America is a nation that has become synonymous with freedom. The hope people of all races, religions, genders and backgrounds can have an equal and protected right to "Life, liberty and the pursuit of happiness" has become the principal creed of the American experiment. This belief has been a constant work in progress, dating back to the time of our Founding Fathers. During the American Revolution, men Like John Adams, Patrick Henry and others tirelessly campaigned and urged the American public to embrace the ideals of independence, and to break the bands of tyranny from England. America’s war hero George Washington was inspiring troops to come together in a common cause, to win their freedom from what they saw as an oppressive King of England.

And though these founders are rightfully praised for their incredible efforts, the American Revolution was far from the perfect personification of human freedom. An entire race of people, for example, would not receive the benefits of independence or of personal liberty. The African American slave population was the greatest contradiction to the ideals of American independence. Their legacy not only confuses many Americans today, but it also greatly troubled the citizens of the early American republic. Citizens endeavored to justify their "rights" to Black "property" while at the same time praising the "self-evident" truths that "all men are created equal." Needless to say, this contradiction was an ugly and uncomfortable truth of American society that was simply brushed under the table in most cases. The "peculiar institution", as it became known, was arguably the most ugly and painful thorn in the side of our nation's founders, a thorn they never fully removed.

With mounting tensions between England and her rebel colonies mounting, the Continental Congress looked to the redheaded, thirty-three-year-old Virginian, Thomas Jefferson, to create the "marching orders" for the new nation. In a matter of days Jefferson would write one of the most amazing documents in world history, the Declaration of Independence. In this document Jefferson spelled out the reasons and justifications that the colonists had for independence, along with a list of grievances they had against the King of England. In addition, this Virginian master of hundreds of slaves attempted to address the slave issue. In his first draft of the DoI, Jefferson not only condemned the slave trade, but placed full blame for slavery in America on the shoulders of the King of England:

He has waged cruel war against human nature itself, violating it's most sacred rights of life and liberty in the persons of a distant people who never offended him, captivating and carrying them into slavery in another hemisphere, or to incure miserable death in their transportation hither… to keep open a market where men should be bought and sold.
As wonderful as all of this may have sounded, the Continental Congress elected to delete all references to the slave trade, fearing that it may actually harm the revolutionary movement. No doubt many of the signers themselves were slaveholders. While we today may look at Jefferson and others as hypocrites, it is worth remembering that they were (like us today) a product of their times. Slavery had become a reality for many early Americans. If the Congress truly wanted to gain the backing of the masses, the best way to do that was to ignore the slavery issue altogether.

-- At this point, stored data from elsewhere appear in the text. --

PR #2943, opened 2026-03-06
fix: replace mandatory session gate with layered consent model for pulse

marcusquinn:
## Summary

- Replaces the mandatory session flag gate (`pulse-session.flag`) with a layered consent model that allows the pulse to run via config consent alone, surviving reboots
- Adds stop flag (`pulse-session.stop`) as a pause mechanism that overrides all consent layers
- Updates `pulse-session-helper.sh` status command to show all consent layers and their state

Closes #2942

## Consent Layers (checked in order)

1. **Stop flag** (`~/.aidevops/logs/pulse-session.stop`) — if present, pulse is paused regardless of other layers
2. **Session flag** (`~/.aidevops/logs/pulse-session.flag`) — explicit `aidevops pulse start`, doesn't survive reboots
3. **Config consent** (`orchestration.supervisor_pulse=true` in `config.jsonc`) — persistent, survives reboots

## Files Changed

- `.agents/scripts/pulse-wrapper.sh` — `check_session_gate()` rewritten with layered model
- `.agents/scripts/pulse-session-helper.sh` — `cmd_stop()` creates stop flag, `cmd_status()` shows all layers, `is_config_consent_enabled()` helper added, help text updated

## Testing

- ShellCheck clean on both files
- `aidevops pulse status` shows consent layer breakdown
- `aidevops pulse stop` creates stop flag (overrides config consent)
- `aidevops pulse start` clears stop flag and creates session flag
- With `orchestration.supervisor_pulse=true` and no flags: pulse runs (reboot-safe)

## Summary by CodeRabbit

* **New Features**
  * Enhanced pulse consent management supporting multiple configuration sources with proper precedence handling
  * Added capability to count pulse-enabled repositories

* **Refactor**
  * Improved session gating logic with multi-layer consent verification and comprehensive logging

PR #2966, opened 2026-03-06
hotfix: fix readonly color variable collision in pulse-session-helper.sh

marcusquinn:
## Summary

- Fixes runtime error `readonly variable` when running `aidevops pulse status` (and other pulse-session-helper.sh commands)
- Root cause: `config-helper.sh` (added in PR #2943 follow-up) sources `shared-constants.sh` which declares color variables as `readonly`. The script then tried to redeclare them.
- Fix: use `${VAR+x}` parameter expansion to only define colors when not already set by shared-constants.sh

## Verified

```
$ bash .agents/scripts/pulse-session-helper.sh status
Pulse Status
────────────
  Pulse:       enabled via session flag (aidevops pulse start)
  Consent layers:
    Stop flag:      clear
    Session flag:   active (2026-03-06T01:38:08Z by marcusquinn)
    Config consent: enabled
```


marcusquinn:
@coderabbitai review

With the "revised" draft of Jefferson’s Declaration now complete, the Continental Congress distributed the document to the masses. General Washington ordered it read to the men under his command. With all the excitement that this document caused, there is little doubt that many found it to be contradictory to the realities of 18th Century American life. The bold phrase, "We hold these truths to be self-evident, that all men are created equal" only rang true for a section of the population. Women, Blacks, Native Americans, and many others were far from "equal" to their sophisticated American gentry neighbors. Regardless of this fact, the DoI inspired and gave hope to thousands of slaves, who sought for a way to break the chains of servitude.

Once the exhilaration of victory over Britain had worn off, the American people faced the challenge of creating a new government. With thirteen separate states, each with its unique culture and ideals, this proved to be a very difficult task. Under the Articles of Confederation the new nation was loosely tied together through a virtually powerless national authority. The new government quickly realized that it had little to no influence over the states. As problems arose, the new government was powerless to help. Since the Confederation was powerless to tax the states, they created the Northwest Ordinance of 1787. This ordinance was created to help the government sell off the land north of the Ohio River and west of the Appalachian Mountains for colonization. This proved to be one of the Confederation’s finest moments. As historian Carol Berlin stated, the Northwest Ordinance was "without question, the government’s finest peacetime establishment" (A Brilliant Solution, 23).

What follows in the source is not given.